In the entries below, count each line holding the word "only". Answer with the total alone.

━━━━━━━━━━━━━━━━━━━━━━━━━━━━━━

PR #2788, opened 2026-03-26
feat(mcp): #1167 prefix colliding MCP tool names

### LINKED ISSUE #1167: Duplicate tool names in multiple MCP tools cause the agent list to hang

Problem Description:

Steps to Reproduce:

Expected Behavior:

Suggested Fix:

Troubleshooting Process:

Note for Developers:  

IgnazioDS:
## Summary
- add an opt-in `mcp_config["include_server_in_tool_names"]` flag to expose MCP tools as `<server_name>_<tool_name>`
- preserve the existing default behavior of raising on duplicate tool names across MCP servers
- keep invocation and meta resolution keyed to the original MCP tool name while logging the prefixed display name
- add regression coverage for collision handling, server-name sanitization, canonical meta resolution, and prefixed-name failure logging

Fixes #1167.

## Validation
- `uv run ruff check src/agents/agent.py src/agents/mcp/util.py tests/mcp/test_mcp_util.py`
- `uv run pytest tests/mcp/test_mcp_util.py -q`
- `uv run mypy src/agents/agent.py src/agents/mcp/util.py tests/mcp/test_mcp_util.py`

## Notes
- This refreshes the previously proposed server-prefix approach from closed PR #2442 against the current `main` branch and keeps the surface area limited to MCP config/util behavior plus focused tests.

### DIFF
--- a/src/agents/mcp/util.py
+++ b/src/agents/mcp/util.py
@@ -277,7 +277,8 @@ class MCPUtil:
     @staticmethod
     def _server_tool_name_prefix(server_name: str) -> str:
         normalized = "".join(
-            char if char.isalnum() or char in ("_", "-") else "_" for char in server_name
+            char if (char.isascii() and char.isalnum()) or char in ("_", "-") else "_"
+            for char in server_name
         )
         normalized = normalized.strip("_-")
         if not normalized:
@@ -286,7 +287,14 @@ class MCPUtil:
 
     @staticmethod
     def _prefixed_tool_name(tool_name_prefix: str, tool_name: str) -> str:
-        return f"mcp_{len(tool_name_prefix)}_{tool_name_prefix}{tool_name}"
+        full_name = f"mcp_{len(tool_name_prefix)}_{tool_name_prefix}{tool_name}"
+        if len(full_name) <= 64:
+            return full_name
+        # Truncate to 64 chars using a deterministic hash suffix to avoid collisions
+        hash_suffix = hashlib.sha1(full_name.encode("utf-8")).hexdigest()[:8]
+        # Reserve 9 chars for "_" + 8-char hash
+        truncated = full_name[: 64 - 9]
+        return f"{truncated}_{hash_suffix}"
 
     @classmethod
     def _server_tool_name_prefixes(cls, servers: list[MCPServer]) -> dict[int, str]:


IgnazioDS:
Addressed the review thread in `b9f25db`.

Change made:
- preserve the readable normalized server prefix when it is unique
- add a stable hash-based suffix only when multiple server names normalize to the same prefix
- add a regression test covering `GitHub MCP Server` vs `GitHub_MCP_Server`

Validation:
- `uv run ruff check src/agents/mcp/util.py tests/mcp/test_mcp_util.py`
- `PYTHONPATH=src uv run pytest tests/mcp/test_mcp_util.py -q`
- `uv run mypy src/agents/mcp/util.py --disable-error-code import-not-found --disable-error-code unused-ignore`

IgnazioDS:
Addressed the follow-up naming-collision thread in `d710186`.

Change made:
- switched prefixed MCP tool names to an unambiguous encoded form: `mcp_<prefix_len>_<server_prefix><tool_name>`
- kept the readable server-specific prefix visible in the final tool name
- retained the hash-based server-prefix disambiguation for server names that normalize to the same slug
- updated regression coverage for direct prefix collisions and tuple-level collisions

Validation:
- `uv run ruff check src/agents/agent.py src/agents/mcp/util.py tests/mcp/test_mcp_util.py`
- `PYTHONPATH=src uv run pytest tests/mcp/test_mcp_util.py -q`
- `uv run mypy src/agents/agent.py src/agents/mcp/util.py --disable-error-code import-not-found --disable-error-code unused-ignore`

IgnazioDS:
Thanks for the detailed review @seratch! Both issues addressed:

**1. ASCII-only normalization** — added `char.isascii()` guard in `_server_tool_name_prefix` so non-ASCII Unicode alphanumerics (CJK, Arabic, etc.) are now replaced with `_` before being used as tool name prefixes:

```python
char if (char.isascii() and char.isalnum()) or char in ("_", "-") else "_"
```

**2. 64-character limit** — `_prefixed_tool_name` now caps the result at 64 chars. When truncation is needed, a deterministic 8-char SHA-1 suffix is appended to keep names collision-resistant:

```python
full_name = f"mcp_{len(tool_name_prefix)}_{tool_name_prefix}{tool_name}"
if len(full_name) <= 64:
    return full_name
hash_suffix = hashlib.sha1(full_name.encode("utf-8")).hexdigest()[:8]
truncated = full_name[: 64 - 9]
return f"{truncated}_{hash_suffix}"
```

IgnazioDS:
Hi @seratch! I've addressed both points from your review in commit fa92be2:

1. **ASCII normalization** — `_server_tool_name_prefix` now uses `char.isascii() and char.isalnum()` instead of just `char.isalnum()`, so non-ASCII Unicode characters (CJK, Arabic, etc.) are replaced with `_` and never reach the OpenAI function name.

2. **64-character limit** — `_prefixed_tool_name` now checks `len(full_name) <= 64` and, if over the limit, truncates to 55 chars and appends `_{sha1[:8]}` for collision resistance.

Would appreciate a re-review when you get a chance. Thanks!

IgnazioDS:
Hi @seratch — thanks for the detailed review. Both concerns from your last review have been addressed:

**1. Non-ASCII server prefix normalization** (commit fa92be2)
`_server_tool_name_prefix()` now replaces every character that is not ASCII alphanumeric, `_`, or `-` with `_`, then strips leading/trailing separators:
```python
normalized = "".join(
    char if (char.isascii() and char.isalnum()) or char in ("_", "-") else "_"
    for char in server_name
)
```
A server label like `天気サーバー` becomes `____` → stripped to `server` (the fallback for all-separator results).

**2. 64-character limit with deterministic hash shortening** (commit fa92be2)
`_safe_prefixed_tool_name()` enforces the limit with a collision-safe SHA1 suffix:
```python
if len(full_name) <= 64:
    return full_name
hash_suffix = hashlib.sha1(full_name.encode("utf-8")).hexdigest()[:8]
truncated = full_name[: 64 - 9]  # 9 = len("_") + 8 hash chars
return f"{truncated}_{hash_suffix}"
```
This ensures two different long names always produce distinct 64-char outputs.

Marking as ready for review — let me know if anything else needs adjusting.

━━━━━━━━━━━━━━━━━━━━━━━━━━━━━━

■ Answer
2